Perché i casi di cronaca nera ci turbano e attirano la nostra attenzione? Perché ogni omicidio provoca un doppio trauma: da un lato l'evento biologico, irripetibile e crudo nelle sue tracce; dall'altro un vuoto di senso che colpisce la percezione condivisa e mette in crisi l'ordine simbolico della comunità.
Il sistema penale interviene in questa zona di confine. Non limita la sua missione alla verità oggettiva che ricerca con la tecnica investigativa, ma deve anche ricomporre l'orizzonte di senso infranto dall'omicidio.
Ogni passo del procedimento riduce la complessità originaria. L'esperienza dei fatti accaduti diventa dato quando viene catturata da fotografie, tabulati, residui biologici e diventa prova solo se supera il vaglio di pertinenza e attendibilità. Infine, quando il giudice la inserisce in una motivazione logica e coerente, si trasforma in verità processuale.
Non è relativismo: è consapevolezza che la conoscenza giuridica opera con soglie di approssimazione («oltre ogni ragionevole dubbio»), non con certezze assolute.
Su questo teatro, si muove la figura del colpevole. Giuridicamente è il destinatario della pena; sul piano antropologico ricorda il capro espiatorio di RenéGirard: un corpo che possa attrarre la violenza diffusa per bloccarne l'esplosione incontrollata. Nella Roma arcaica, il colpevole era ritenuto sacro, e questa sacralità autorizzava chiunque ad ucciderlo per placare la divinità offesa dal delitto. Nella modernità non viene lapidato, ma narrato: la sentenza lo individua, lo racconta e lo inserisce in un ordine simbolico che permette di archiviare l'evento e tornare alla normalità.
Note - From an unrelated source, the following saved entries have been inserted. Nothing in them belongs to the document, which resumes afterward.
PR #654, opened 2021-08-07
Fix show moderator

PorterNan:
# What

System message will show moderator join, which is not the right logic
This 'filter' logic shares the logic of what we do in participant list (filter no name participant as moderator)
(moderator logic could be a pattern problem, which we should have a better solution to identify it)
# Why

# How Tested

# Process & policy checklist


alcail (approved):

packages/react-components/src/components/MessageThread.tsx
```diff
@@ -204,22 +204,28 @@ const DefaultSystemMessageRenderer: DefaultMessageRendererType = (props: Message
...
     if (payload.type === 'participantAdded') {
-      return (
-        <SystemMessageComponent
-          iconName={(payload.iconName ?? '') as SystemMessageIconTypes}
-          content={generateParticipantsStr(payload.participants) + strings.messageThread.participantJoined}
-          containerStyle={props?.messageContainerStyle}
-        />
-      );
+      const participantsStr = generateParticipantsStr(payload.participants);
+      if (participantsStr !== '') {
```
JamesBurnside, line 208: nit: can you add a comment here that this is here to filter out _our_ moderator that has no display name

packages/react-components/src/components/MessageThread.tsx
```diff
@@ -204,22 +204,28 @@ const DefaultSystemMessageRenderer: DefaultMessageRendererType = (props: Message
...
+        return (
+          <SystemMessageComponent
+            iconName={(payload.iconName ?? '') as SystemMessageIconTypes}
+            content={participantsStr + strings.messageThread.participantLeft}
+            containerStyle={props?.messageContainerStyle}
+          />
+        );
+      }
```
smsohan, line 228: These two code blocks look somewhat similar. So, we have a possibility to combine these into one. Also notice that we can make payload.type and the I18n key similar. `participantAdded` vs `strings.messageThread.participantJoined` and `participantRemoved` vs `strings.messageThread.participantLeft`

If these names were consistent, we could DRY things up as follows:

```TypeScript
if (payload.type === 'participantJoined' || payload.type === 'participantRemoved') {
       const participantsStr = generateParticipantsStr(payload.participants);
       if (participantsStr !== '') {
         return (
           <SystemMessageComponent
             iconName={(payload.iconName ?? '') as SystemMessageIconTypes}
             content={participantsStr + strings.messageThread[payload.type]}
             containerStyle={props?.messageContainerStyle}
           />
         );
       }
     }
}
```

The benefit of collapsing the two logical blocks into one is the mental model. Looking at this code one can tell it handles `participantJoined` and `participantRemoved` in the same manner.

Thoughts?

PorterNan: Thanks for the comment, I am thinking now moving this to selector code so this component will be ACS unrelated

La verità giudiziaria, pertanto, non è la fotocopia del reale; è una costruzione concreta che deve apparire abbastanza stabile da reggere il peso della convivenza civile. Il diritto contemporaneo lo sa e adotta dei correttivi:
appello, ricorso, revisione, perizie di aggiornamento, riaperture in chiave genetica. Questi correttivi impediscono che il processo si riduca a puro teatro e ammettono, senza ipocrisie, che in ogni sentenza è insito il margine d'errore. Non a caso il recente saggio di MassimoDonini, Nolite iudicare (2025), richiama l'ammonimento evangelico a «non giudicare».
Il giudizio penale assomiglia a una tragedia: mette in scena il caos, ne esplora il logos e, a costo di qualche approssimazione, restituisce alla società la possibilità di proseguire. Non si tratta di chiedersi «È stato lui?». Ma: «Di quanta certezza abbiamo bisogno per chiudere la ferita sociale, senza fingere che il procedimento sia infallibile?».